Pondering hull color selection for my next skiff:

Does the color of the hull really impact the way fish react to your skiff? 

We have all done it, watch a fish we didn't see race off. Therefore the question; is there an advantage to selection of hull color? We can agree that being stealthy on the pole and the bow is essential but as it gets skinny, and the shadow is directly under the skiff, does a dark hull spook fish from a distance or just look like a manatee? Just how far from the boat will the fish make visual ID? Does light blue or white blend in with the sky giving a less distinctive profile? Where does guide green, sea mist, or fighting lady yellow fit into all this?

On the other hand there is the scenario where you pick up a fish heading for you so you can't move. You watch him slide by then when the timing is right cast ahead of him at the angle that will get the strike or pitch a chunk and play dead. Did it just come together without him seeing you when he was ten feet off your starboard? Was it my ice blue hull?


----------



## BobGee (Apr 10, 2019)

dgt2012 said:


> Pondering hull color selection for my next skiff:
> 
> Does the color of the hull really impact the way fish react to your skiff?
> 
> ...


Great questions. I read a fly fishing book quite a while back (can’t remember the name) that discussed what fish can most likely see from beneath the water’s surface. The biggest factor was refraction which depends on how deep the fish is. The fish’s vision looking up was bounded by a cone. Anything outside the cone was not visible above the surface of the water. The surface outside the cone was like a mirror. Apparently fish close to the surface can’t see much. You can try this yourself when you’re diving. Things like boats penetrate the mirror. 
Relative to color, his conclusion was that the least visible fly line is white.


----------



## Outearly (Oct 20, 2015)

Since it’s unlikely any fish will respond, I’ll throw my two cents in.

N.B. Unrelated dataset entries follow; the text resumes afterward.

PR #30459, opened 2023-10-02
Fix pinch zoom and enable it for TouchpadMagnify events

mrobinson:
Pinch zoom was broken because pinch zoom events were triggered at -1, -1
in the compositor. This change:

1. Differentiates between magnify and scroll events in the compositor to
   remove the question of where to trigger them.
2. Converts winit TouchpadMagnify events into pinch zoom events so that
   this works properly on MacOS.

---

- [x] These changes do not require tests because it is very difficult to test interaction in Servo currently.

### DIFF
--- a/components/compositing/compositor.rs
+++ b/components/compositing/compositor.rs
@@ -248,15 +248,22 @@ pub struct IOCompositor<Window: WindowMethods + ?Sized> {
 }
 
 #[derive(Clone, Copy)]
-struct ScrollZoomEvent {
-    /// Change the pinch zoom level by this factor
-    magnification: f32,
+struct ScrollEvent {
     /// Scroll by this offset, or to Start or End
     scroll_location: ScrollLocation,
     /// Apply changes to the frame at this location
     cursor: DeviceIntPoint,
     /// The number of OS events that have been coalesced together into this one event.
     event_count: u32,
+}
+
+#[derive(Clone, Copy)]
+enum ScrollZoomEvent {
+    /// An pinch zoom event that magnifies the view by the given factor.
+    PinchZoom(f32),
+    /// A scroll event that scrolls the scroll node at the given location by the
+    /// given amount.
+    Scroll(ScrollEvent),
 }
 
 #[derive(Debug, PartialEq)]
@@ -375,7 +382,7 @@ impl<Window: WindowMethods + ?Sized> IOCompositor<Window> {
             shutdown_state: ShutdownState::NotShuttingDown,
             page_zoom: Scale::new(1.0),
             viewport_zoom: PinchZoomFactor::new(1.0),
-            min_viewport_zoom: None,
+            min_viewport_zoom: Some(PinchZoomFactor::new(1.0)),
             max_viewport_zoom: None,
             zoom_action: false,
             zoom_time: 0f64,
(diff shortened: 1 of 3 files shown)


components/compositing/compositor.rs
```diff
@@ -375,8 +378,6 @@ impl<Window: WindowMethods + ?Sized> IOCompositor<Window> {
             shutdown_state: ShutdownState::NotShuttingDown,
             page_zoom: Scale::new(1.0),
             viewport_zoom: PinchZoomFactor::new(1.0),
-            min_viewport_zoom: None,
-            max_viewport_zoom: None,
```
mukilan, line 379: I am using the max_viewport_zoom in the android port to clamp the maximium value of MAX_ZOOM (currently used for page zoom). Is it not useful to have this clamping in compositor, or is that something we expect the layers above to handle (in this case the android event handling logic in Java)

components/compositing/compositor.rs
```diff
@@ -1219,14 +1220,16 @@ impl<Window: WindowMethods + ?Sized> IOCompositor<Window> {
...
                 let cursor = Point2D::new(-1, -1); // Make sure this hits the base layer.
-                self.pending_scroll_zoom_events.push(ScrollZoomEvent {
-                    magnification: magnification,
-                    scroll_location: ScrollLocation::Delta(LayoutVector2D::from_untyped(
-                        scroll_delta.to_untyped(),
-                    )),
-                    cursor: cursor,
-                    event_count: 1,
-                });
+                self.pending_scroll_zoom_events
```
mukilan, line 1223: Do the order of the scroll & pinch zoom events matter here? If so, can we add a comment?

components/compositing/compositor.rs
```diff
@@ -1280,107 +1283,122 @@ impl<Window: WindowMethods + ?Sized> IOCompositor<Window> {
...
+            self.send_scroll_positions_to_layout_for_pipeline(&pipeline_id);
             self.waiting_for_results_of_scroll = true
         }
+
+        transaction.generate_frame(0);
+        self.webrender_api
+            .send_transaction(self.webrender_document, transaction);
+    }
+
+    /// Given the result of a hit test and a ScrollLocation try to scroll the node at the result,
```
mukilan, line 1371: This method doesn't accept the hit test result directly, but accepts the cursor position and performs a hit test. Not sure if this matters, just pointing it out.

components/servo/lib.rs
```diff
@@ -540,16 +540,16 @@ where
                     .on_scroll_event(scroll_location, cursor, phase);
             },
 
-            EmbedderEvent::Zoom(magnification) => {
-                self.compositor.on_zoom_window_event(magnification);
+            EmbedderEvent::Zoom(zoom) => {
```
mukilan, line 543: Several places in this compositor.rs still use `magnification` as the name of the zoom factor. Maybe this can be left as magnification to be consistent?

components/servo/lib.rs
```diff
@@ -540,16 +540,16 @@ where
...
+                self.compositor.on_zoom_window_event(zoom);
             },
 
             EmbedderEvent::ResetZoom => {
                 self.compositor.on_zoom_reset_window_event();
             },
 
-            EmbedderEvent::PinchZoom(magnification) => {
-                self.compositor.on_pinch_zoom_window_event(magnification);
+            EmbedderEvent::PinchZoom(zoom) => {
```
mukilan, line 551: Same comment as above

components/compositing/compositor.rs
mrobinson: No, it probably make sense to have this in the compositor.

components/compositing/compositor.rs
```diff
@@ -1280,107 +1283,122 @@ impl<Window: WindowMethods + ?Sized> IOCompositor<Window> {
...
-                            ScrollClamping::NoClamping,
-                        );
-                    },
-                    None => {},
-                }
-            }
-            self.send_scroll_positions_to_layout_for_pipeline(&result.pipeline_id);
+        let mut transaction = Transaction::new();
+        if zoom_changed {
+            self.set_root_display_list(&mut transaction);
```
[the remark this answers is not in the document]
mrobinson: We will use `set_root_display_list` for both cases, but in the case that there is no pinch zoom, the root pipeline will be the root content pipeline. I've changed this to `set_root_content_pipeline_handling_pinch_zoom`.

components/compositing/compositor.rs
mrobinson: Thanks for pointing this out. The documentation was totally wrong. I've updated it.

components/servo/lib.rs
mrobinson: Sure. Though I'm not sure if long-term `magnification` is the right term.

components/compositing/compositor.rs
mrobinson: I've restored these members, but set the default min zoom to 1.0.

mrobinson:
Thanks for the review. I've updated the changes according to your comments.

mukilan (approved):

PR #30481, opened 2023-10-03
Fix libsimpleservo build

mrobinson:
It seems the build has been broken on desktop platforms. This is a
preliminary fix to getting this build on the bots.

This is mainly missing includes, but `package-prefs.json` is no longer
processed because that was only used for the UWP port (now removed.

---

- [x] These changes do not require tests because it's just a build fix.

### DIFF
--- a/ports/libsimpleservo/api/build.rs
+++ b/ports/libsimpleservo/api/build.rs
@@ -62,13 +62,9 @@ fn main() {
             .unwrap();
     }
 
-    // Merge prefs.json and package-prefs.json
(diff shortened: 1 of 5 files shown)


jdm:
Do we no longer build libsimpleservo on CI? Can we address that?

mrobinson:
Yeah, it's possible to get simpleservo building on CI again, though right now switching between the two builds rebuilds many packages for some reason. This should probably be fixed before enabling this on CI to avoid lengthening builds unnecessarily.

jdm (approved):

PR #30487, opened 2023-10-04
Add taplo to etc/shell.nix

mukilan:
This addresses the 'Could not find `taplo` ...' message
when running `./mach test-tidy` on NixOS.

### DIFF
--- a/etc/shell.nix
+++ b/etc/shell.nix
@@ -22,6 +22,7 @@ clangStdenv.mkDerivation rec {
     gst_all_1.gst-plugins-bad
 
     rustup
+    taplo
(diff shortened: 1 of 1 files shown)


wusyong:
Just a note that macOS also has this warning when running `./mach test-tidy` despite `./mach bootstrap` has already runned.

mrobinson (approved):

delan:
I ran into this too, but ended up fixing it by running mach bootstrap, which runs cargo install taplo-cli --locked even on NixOS. I like this change, the more we can get from nixpkgs the better.

delan (approved):

PR #30497, opened 2023-10-04
Bootstrap pkg-config and cmake on MacOS

### LINKED ISSUE #30354: Update Build Setup for Intel Mac
On a semi-fresh latest Intel Mac, here are the things I needed to do for `./mach bootstrap` to succeed:

1. Make a `pip` executable under my local `bin` path, to get around the system only having `pip3` now, and symlinking to `pip3` won't work, either.

Here's the pass-through `pip` command:
```
#!/bin/bash
pip3 "$@"
```

Looks like `mach` needs to be updated to use `pip3` on MacOS, instead of `pip`.

2. Install `pkg-config`.

I just needed `brew install pkg-config`

This is probably a missing dep from `mach`?

Anyways, hope this is helpful for something else trying to do the same, and maybe help patch up `mach`.

mrobinson:
These need to be installed in order to build so we can install them via
Homebrew. Do this by simply restoring the Homebrew bootstrapping logic
we had in place previously.

Fixes #30354.

---

- [x] These changes do not require tests because they just update the boostrap scripts.

### DIFF
--- a/.gitignore
+++ b/.gitignore
@@ -58,5 +58,8 @@ Sessionx.vim
 # Layout debugger trace files
 layout_trace*
 
+# Package managers
+support/macos/Brewfile.lock.json
+
 # direnv
 .envrc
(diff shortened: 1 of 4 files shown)


jdm (approved):

mrobinson:
> Wrong issue link?

Oh yep. That should be fixed now.

PR #30505, opened 2023-10-05
chore(selector): update cssparser@0.33

j-mendez:
Update `cssparser` to latest `0.33`.

The build seems to fail locally for me on master not sure if the crate changes implementation.

### DIFF
--- a/Cargo.lock
+++ b/Cargo.lock
@@ -644,7 +644,7 @@ dependencies = [
  "byteorder",
  "canvas_traits",
  "crossbeam-channel",
- "cssparser",
+ "cssparser 0.29.6",
  "euclid",
  "fnv",
  "font-kit",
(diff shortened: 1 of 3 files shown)


mrobinson:
`style` is a vendored crate so we wait until the dependency is updated upstream before changing this.

mrobinson:
FWIW, I think it'd be good to make it more obvious that this crate is vendored.

j-mendez:
> `style` is a vendored crate so we wait until the dependency is updated upstream before changing this.

I accidentally messed up the first commit and named it `selector`.  Ok that makes sense on the merging for upstream. Is the same the case for the `selector` crate?

mrobinson:
> > `style` is a vendored crate so we wait until the dependency is updated upstream before changing this.
> 
> I accidentally messed up the first commit and named it `selector`. Ok that makes sense on the merging for upstream. Is the same the case for the `selector` crate?

Yes, both `selectors` and `style` have upstreams in the Gecko repository.

mrobinson:
Closing for this reason. Sorry for the confusion.

PR #30507, opened 2023-10-05
Move `*_traits` and other shared types to `shared` directory

mrobinson:
This is the start of the organization of types that are in their own
crates in order to break dependency cycles between other crates. The
idea here is that putting these packages into their own directory is the
first step toward cleaning them up. They have grown organically and it
is difficult to explain to new folks where to put new shared types. Many
of these crates contain more than traits or don't contain traits at all.

Notably, `style_traits` isn't touched because it is vendored from
Gecko. Eventually this will move to `third_party`.

---


mrobinson:
I am fine to give this subdirectory a name other than `components/shared`. My main goal here is to organize these into a subdirectory and eventually give them understandable names and a better organization.

jdm:
script_traits isn't vendored. Did you mean something else?

mrobinson:
> script_traits isn't vendored. Did you mean something else?

Whoops. I meant 'style_traits' here.

components/canvas/Cargo.toml
```diff
@@ -38,12 +38,12 @@ servo_arc = { path = "../servo_arc" }
 servo_config = { path = "../config" }
 sparkle = { workspace = true }
 style = { path = "../style" }
-style_traits = { path = "../style_traits" }
+style_traits = { workspace = true }
```
mukilan, line 41: This now references the  'style_traits'  in workspace which has the 'servo' feature enabled. Does this have any negative implications?  My understanding is features are `unioned` together during crate compilation, so compile time shouldn't be impacted. But wouldn't this allow `canvas` to now accidentally refer to implementation details exposed using `servo` feature ?

Should we specify `features = [ "servo" ]` wherever it is needed (`components/servo/Cargo.toml`)  and not enabled it in the workspace?

components/shared/compositing/Cargo.toml
```diff
@@ -11,19 +11,19 @@ name = "compositing_traits"
...
-profile_traits = { path = "../profile_traits" }
-script_traits = { path = "../script_traits" }
-servo_url = { path = "../url" }
-style_traits = { path = "../style_traits" }
+msg = { workspace = true }
+net_traits = { workspace = true }
+profile_traits = { workspace = true }
+script_traits = { workspace = true }
+servo_url = { path = "../../url" }
+style_traits = { workspace = true }
```
mukilan, line 27: Same comment as above i.e accidentally importing types with `feature = servo` enabled in workspace.

mukilan (approved):
I just have one comment about the enabling of features in workspace, but otherwise looks good to me!

components/canvas/Cargo.toml
mrobinson: You're correct on all the details, yet I don't think it's an issue that canvas accesses parts of `style_traits` that use the `servo` feature. In general, all of servo should have access to the `servo` version of style and it's better that it's more widely available to all crates now.

mrobinson:
Thanks for the review!

components/canvas/Cargo.toml
mukilan: Hmm...of the 12 (not sure if I miscounted) consumers of `style_traits` only 2 need the `servo` feature, so it seemed to me that the other crates were designed to be independent of those features. But I don't have much insight into what `style_trait` represents or how it ought to be consumed, so I'll defer to your judgement.

mrobinson: `servo` isn't really an optional feature for `style` and `style_traits`. You really need to use either `servo` or `gecko`. In this case, it doesn't make as much sense to support compilation without one of the two.

PR #30517, opened 2023-10-08
Fix filter clipping caused by `overflow: hidden`

EnnuiL:
This is an attempt to fix filter clipping which well, had limited success;
I suspect that feeding the clip chain id to the stacking context is only one piece of the puzzle (although maybe an important one), considering that while it does fix clipping caused by `overflow: hidden`, clipping caused by `clip` still doesn't affect CSS filters;

Please do note that once again, I wasn't able to test everything

---

### DIFF
--- a/components/layout_2020/display_list/stacking_context.rs
+++ b/components/layout_2020/display_list/stacking_context.rs
@@ -425,8 +425,6 @@ impl StackingContext {
             None => return false,
         };
 
-        let clip_id: Option<wr::ClipId> = self.clip_chain_id.map(|id| wr::ClipId::ClipChain(id));
-
         // WebRender only uses the stacking context to apply certain effects. If we don't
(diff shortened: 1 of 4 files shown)


components/layout_2020/display_list/stacking_context.rs
```diff
@@ -271,6 +271,9 @@ pub struct StackingContext {
     /// things like preserve-3d.
     spatial_id: wr::SpatialId,
 
+    /// The clip chain id of this fragment if it has one. Used for filter clipping.
```
mrobinson, line 274:
```suggestion
    /// The clip chain id of this stacking context if it has one. Used for filter clipping.
```

mrobinson (approved):

mrobinson:
Thanks for this fix!

PR #30518, opened 2023-10-09
Fix the location url that reverts to the old value while loading

atbrakhi:
Changing two things in this PR
1. When we start servo we always have a default_url, see `fn get_default_url()`, right now in the minibrowser the default is set to String::Default(). Changing it to default_url in minibrowser as well
2. To avoid flickering of the url in the location bar, I have introduce `PumpResult::HistoryChanged`, now we only update the url when history has changed ie. `HistoryChanged`

----
- [x] These changes is part of #30049

### DIFF
--- a/ports/servoshell/app.rs
+++ b/ports/servoshell/app.rs
@@ -51,6 +51,7 @@ enum PumpResult {
     /// period, but has to call [`Servo::present`] to perform page flip and tell Servo compositor
     /// to continue rendering.
     Resize,
+    HistoryChanged
 }
 
 impl App {
@@ -271,16 +272,10 @@ impl App {
             }
 
             // Consume and handle any events from the Minibrowser.
-            if let Some(mut minibrowser) = app.minibrowser() {
+            if let Some(minibrowser) = app.minibrowser() {
                 let browser = &mut app.browser.borrow_mut();
                 let app_event_queue = &mut app.event_queue.borrow_mut();
                 minibrowser.queue_embedder_events_for_minibrowser_events(browser, app_event_queue);
-                if minibrowser.update_location_in_toolbar(browser) {
-                    // Update the minibrowser immediately. While we could update by requesting a
-                    // redraw, doing so would delay the location update by two frames.
-                    minibrowser
-                        .update(window.winit_window().unwrap(), "update_location_in_toolbar");
-                }
             }
 
             match app.handle_events() {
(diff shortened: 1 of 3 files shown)


ports/servoshell/minibrowser.rs
```diff
@@ -153,7 +154,7 @@ impl Minibrowser {
 
         match browser.current_url_string() {
             Some(location) if location != self.location.get_mut() => {
-                self.location = RefCell::new(location.to_owned());
+                self.location = RefCell::new(self.location.get_mut().to_string());
```
delan, line 157: this change means the location never updates when you click a link :(

delan (changes requested):

ports/servoshell/minibrowser.rs
atbrakhi: Ahh, how did I miss that?! 😅 I'll take a step back and rethink how we can resolve this without causing any issues. I'm going to convert this PR to a draft for now. Thanks!

delan: no worries! btw don’t be afraid to change how the underlying events work or add a new event, if their behaviour is inadequate. and be aware of the edge case of navigating to http 204 :p

```js
// node test.js, then go to http://localhost:8000
const http = require("node:http");
const server = http.createServer((req, res) => {
    res.statusCode = 204;
    res.end();
});
server.listen(8000);
```

atbrakhi: @delan as we discussed #30696 
I think this PR is ready for review now.

ports/servoshell/browser.rs
```diff
@@ -277,9 +277,13 @@ where
         self.event_queue.push(event);
     }
 
-    /// Returns true iff the caller needs to manually present a new frame.
-    pub fn handle_servo_events(&mut self, events: Vec<(Option<BrowserId>, EmbedderMsg)>) -> bool {
+    /// Returns true if the caller needs to manually present a new frame.
+    pub fn handle_servo_events(
+        &mut self,
+        events: Vec<(Option<BrowserId>, EmbedderMsg)>,
+    ) -> (bool, bool) {
```
delan, line 284: can we make this more self-documenting with a struct { need_present, history_changed }?

ports/servoshell/app.rs
```diff
@@ -396,9 +414,17 @@ impl App {
...
         loop {
             // Consume and handle those embedder messages.
-            need_present |= browser.handle_servo_events(embedder_messages);
+            let (new_need_present, new_history_changed) =
+                browser.handle_servo_events(embedder_messages);
+            need_present |= new_need_present;
+            history_changed |= new_history_changed;
+
+            if history_changed {
+                return Some(PumpResult::HistoryChanged);
```
delan, line 426: i checked the values returned by handle_servo_events, and sometimes both flags are true. when that happens, we won’t present the frame, which could make the compositor hang. what do you think about reworking PumpResult to allow for this? i think the cases should be something like

- Shutdown
- Continue { history_changed: bool, Present } where Present can be
    - Immediate
    - Deferred
    - None

delan (commented):
This is coming along well!

ports/servoshell/app.rs
atbrakhi: done in [7b74ee5](https://github.com/servo/servo/pull/30518/commits/7b74ee5350cd67d25ccc8489d7864c9fbd0b1f9e)

delan (approved):
Looks good, with one suggestion :D

PR #30519, opened 2023-10-09
Improve line box block size calculation

### LINKED ISSUE #30559: Ending line with space can shorten height of line box
```html
<!DOCTYPE html>
Should be a square:
<div style="background: green; color: transparent; font-size: 10px; width: 10em; line-height: 10">
  <span style="line-height: 5">X</span>
</div>
Should be a square:
<div style="background: green; color: transparent; font-size: 10px; width: 10em; line-height: 10">
  <span style="line-height: 5">X </span>
</div>
```

| Actual | Expected |
| - | - |
|  |  |

mrobinson:
Improve the calculation of the block size of line boxes and all their
component elements. Even empty spans can increase the size of the line
based on their font-size. Elements that have a line-height should
increase the block size of the line, but that setting should not effect
their own size.

In addition to the new passes there are some new failures

Failing because a progression exposes the real issue these tests are
testing:

- css/css-color/t32-opacity-offscreen-multiple-boxes-1-c.xht
- css/css-color/t32-opacity-offscreen-multiple-boxes-2-c.xht

Likely failing because of vertical-align and another sizing issue:

- css/css-transforms/perspective-untransformable-no-stacking-context.html

Failing because a progression reveals another failure:

 - html/rendering/non-replaced-elements/hidden-elements.html

---

- [x] This change fixes #30559.

### DIFF
--- a/components/layout_2020/flow/inline.rs
+++ b/components/layout_2020/flow/inline.rs
@@ -108,14 +108,11 @@ struct LineUnderConstruction {
     /// is trimmed from the end.
     trailing_whitespace_advance: Length,
 
-    /// The currently calculated block size of this line, taking into account all inline
-    /// content already laid out into [`LineItem`]s. Later content may increase the block
-    /// size.
-    block_size: Length,
+    /// The maximum block size of all boxes that ended and are in progress in this line.
+    max_block_size: Length,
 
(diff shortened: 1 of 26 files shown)


mukilan (approved):
Nice!

PR #30539, opened 2023-10-11
Allow raising FloatContext ceiling after processing box with overflow

### LINKED ISSUE #30304: Floats are pushed down by overflowing block content
```html
<!DOCTYPE html>
<div style="height: 50px; font-size: 100px; background: blue">line content</div>
<div style="float: left; height: 50px; width: 50px; font-size: 100px; background: pink"></div>
```

Servo:
image

Firefox:
image

It seems that the IFC layout is pushing down the float ceiling based on the line height, but the containing block size should actually limit how far the ceiling moves down.

cc @Loirooriol

mrobinson:
When a box has overflow, any floats placed in that box will lower the float ceiling into the overflow. If no float is placed in the box though, the ceiling should be the block position where the overflow starts. We already know where this is, because we might be passing a negative value for the new block position after processing a box (content_size - actual_size would be negative). This negative value never raises the ceiling though since a maximum is used.

In the case that there is overflow, this change allows raising the ceiling, but never passed the lowest float. This necessitates keeping two values for the ceiling: one for floats and one for non-floats.

Fixes #30304.

---

- [x] These changes fix #30304.


mrobinson:
There are no tests attached to this change, because this will fix 2 failing tests in #30519.

mrobinson:
Okay. I think this is ready for review.

Loirooriol (approved):

Issue #30535, opened 2023-10-11
Tackle 2D canvas performance issues with Cookie Clicker


EnnuiL:
Currently, Servo struggles a lot with rendering Cookie Clicker's canvases, especially when there are actions going on, and so far, I have explored three areas of interest:

- [ ] `ctx.fillText` and 2D canvas text rendering (lag caused by text particles)
  - I suspect that it would be interesting to replace some of its logic with more standard ones; maybe using HarfBuzz could help? Who knows; I just know that by effectively unimplementing the feature, it ended exposing itself as a bottleneck for rendering, and by disabling the "Numbers" option, this same lag is alleviated
- [ ] `ctx.drawImage` (lag caused by an excess of images, easily caused by cookie particles)
  - This affects anything involving drawing an image to the 2D canvas, and after digging a lot? I could determine the culprit being the way the image data is being fed to `canvas::canvas_data::draw_image`
    
    Seeing how WebGL had handled a similar situation, I decided to try something and so I replaced the `ByteBuf` with the image pixels' `IpcSharedMemory` in a really messy way; the lag ends being greatly reduced on Steam's browser version, although the online browser version locks itself once a language is chosen
    
    I suspect that a proper solution would be replacing the transferring of image data with the transferring of `ImageKey`s somehow; I still have to dig further into how the other areas handle this scenario
- [ ] The 2D canvas backend (currently raqote)
  - Unfortunately, Pathfinder appears to be a dead project now; however, software rendering doesn't need to be *that* bad;
  
    On the process of thinking about potential optimization, I remembered that tiny_skia existed as an alternative and it did promise faster performance compared to raqote; but promises are promises, so I decided to mess around with a prototype of a tiny_skia backend, and it works! for Cookie Clicker and Cookie Clicker only! It currently fails a lot of WPT tests, the whole code is a mess, and the canvas code will need to be adapted for it (and the absence of the azure backend), but it does seem promising!
    
    I'm still not on a point where I can say "tiny_skia is definitely better than raqote", but considering the slight performance gains that I got despite the bottlenecks and considering that tiny_skia appears to be the more used/better-maintained crate nowadays, I find it something to be considered

For testing against potential bottlenecks, the Steam version's copy of the browser version (the Steam additions are a separate patch on top of it) proved to be indispensable for quickly iterating through solutions

Maybe these points should be split into separate issues once more progress is made

EnnuiL:
Status update:

[...]

PR #30544, opened 2023-10-14
Use `IpcSharedMemory` for `Canvas2dMsg::DrawImage`

EnnuiL:
This replaces the `ByteBuf` used in order to transmit image data to the 2D canvas thread with the image's `IpcSharedMemory`, in a manner similar to how image data is transmitted in WebGL.

The result is a speed-up on `ctx.drawImage` operations which manifests most obviously on Cookie Clicker's early stages (see #30535); There are, however, other bottlenecks, such as text rendering (alleviated by disabling the "Numbers" option) and having the multiple building canvases visible (alleviated by selecting another menu).

This, however, might make an inconsistent freeze caused by selecting a language happen more frequently, but I couldn't determine whenever this is an aggravation of a pre-existing issue or just plain bad luck. Please do double-check my stuff

---
- [x] These changes partially address #30535

### DIFF
--- a/components/canvas_traits/canvas.rs
+++ b/components/canvas_traits/canvas.rs
@@ -41,7 +41,7 @@ pub struct CanvasImageData {
 pub enum Canvas2dMsg {
     Arc(Point2D<f32>, f32, f32, f32, bool),
     ArcTo(Point2D<f32>, Point2D<f32>, f32),
-    DrawImage(Size2D<f64>, Rect<f64>, Rect<f64>, bool, IpcSharedMemory),
+    DrawImage(IpcSharedMemory, Size2D<f64>, Rect<f64>, Rect<f64>, bool),
     DrawEmptyImage(Size2D<f64>, Rect<f64>, Rect<f64>),
     DrawImageInOther(CanvasId, Size2D<f64>, Rect<f64>, Rect<f64>, bool),
     BeginPath,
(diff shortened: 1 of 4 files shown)


components/canvas_traits/canvas.rs
```diff
@@ -41,7 +41,8 @@ pub struct CanvasImageData {
 pub enum Canvas2dMsg {
     Arc(Point2D<f32>, f32, f32, f32, bool),
     ArcTo(Point2D<f32>, Point2D<f32>, f32),
-    DrawImage(Option<ByteBuf>, Size2D<f64>, Rect<f64>, Rect<f64>, bool),
+    DrawImage(Size2D<f64>, Rect<f64>, Rect<f64>, bool, IpcSharedMemory),
+    DrawEmptyImage(Size2D<f64>, Rect<f64>, Rect<f64>),
```
jdm, line 45: Would it make more sense to use `Option<IpcSharedMemory>` here instead of adding a new variant?

components/script/canvas_state.rs
```diff
@@ -272,7 +271,7 @@ impl CanvasState {
 
         let image_size = Size2D::new(img.width, img.height);
         let image_data = match img.format {
-            PixelFormat::BGRA8 => img.bytes.to_vec(),
+            PixelFormat::BGRA8 => img.bytes.clone(),
```
jdm, line 274: Why do we need to clone this?

jdm (approved):

jdm:
I also wonder if we should have a threshold here—using shared memory buffers for small images could be a performance loss.

PR #31523, opened 2024-03-06
compositor: Improve the way we wait for frames

mrobinson:
In the newest version of WebRender it will be harder to make the
distinction between frame queued for scrolling and other kinds of
pending frames. This change makes it so that we queue frames for both
kinds of changes the same way and keeps a counting of pending frames.
This is conceptually a lot simpler.

In addition, do queue a composite even when recomposite isn't necessary
for a WebRender frame when there are active requestAnimationFrame
callbacks. Doing a composite is what triggers the callbacks to actually
run in the script thread! I believe this was a bug, but the WebRender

Just like in your last scenario, I’ve been posted up and had redfish- my target- swim within feet. If they hit your shadow, they’re gone.

When you’re moving, in the Texas marsh, mullet get nervous 20 or more feet away. Reds will notice you moving -IMO- not quite that far away.

I think it’s the pressure wave more than anything. Color? I don’t think it matters as much if at all.


----------



## windblows (May 21, 2014)

The shadow definitely seems to be what gets them. I've been in boats with hull colors from black to white and everything in between and had fish come right on by or spook from 40 yards. I don't think it's the color that matters. Fish are used to objects in the water...grass islands, trees floating, docks, moored boats, clumps of seaweed, etc. What they are not used to is those objects moving out of sync with the wind or current. It's why sight fishing or extreme shallow water fishing when it is dead calm can be frustrating...imo


----------



## FishWithChris (Feb 6, 2019)

My boat is red. The hull is almost literally fire-engine red. I have no issue catching fish, nor do I have an issue sneaking up on fish (I don't pole, typically TM slowly or drift into them). 

Factors impacting: 
- water displacement due to size of hull and motion, causing a change in water flow and pressure against the fish that seems unnatural (big predator near by pushing a big wake? time to GTFO)
- hull slap/noise. obvious.
- confidence. gotta have it


----------



## DBStoots (Jul 9, 2011)

^ what Chris said


----------



## Capnredfish (Feb 1, 2012)

I have black because it looks cool. I think fish see someone up on a platform with a tall pole just as easily as the boat. I do well staked off and have fish come right up to the boat. Always had black boats so I can’t say it’s the color.


----------



## jay.bush1434 (Dec 27, 2014)

I’m in the camp that says hull color only has an impact on the owner. Think about it this way, if a fish can detect a little 2” long baitfish or shrimp in the dark it certainly can feel your boat. Water doesn’t compress so pressure waves from your boat moving through the water are pushed out away from the boat. Even if you are staked our, the water hitting your hull is causing rebound and the fish can feel it. How much they tolerate it depends on the fish. I’ve had them spook at 40’ and I’ve had them swim alongside the boat while we poled.


----------



## tx8er (Jun 3, 2016)

Interesting read

https://flylifemagazine.com/wednesday-fish-facts-snells-window/


----------



## not2shabby (Sep 14, 2016)

I think the deck color is more important than the hull color.


----------



## sjrobin (Jul 13, 2015)

An easy on the human eyes deck color is good. Not white. Any color hull 0k unless you don't like keeping dark hulls clean. Hull slap and shadows from anything. Including the fly line, leader, or fly. Big trout are one of the most sensitive to pressure waves. Windy days are usually best for getting close to fish in shallow water. Except for snook and tarpon. They will at times hold for trolling motors etc in all but the shallowest of water.


----------



## TX_Brad (Jun 8, 2018)

Past thread on related topic...

https://www.microskiff.com/threads/hull-color.63558/


----------



## Surffshr (Dec 28, 2017)

The 20 degree number is interesting. A fish 20’ away will see something 7.2 feet high. 30’ away is 10.9’ which is getting close to me standing on my poling platform. 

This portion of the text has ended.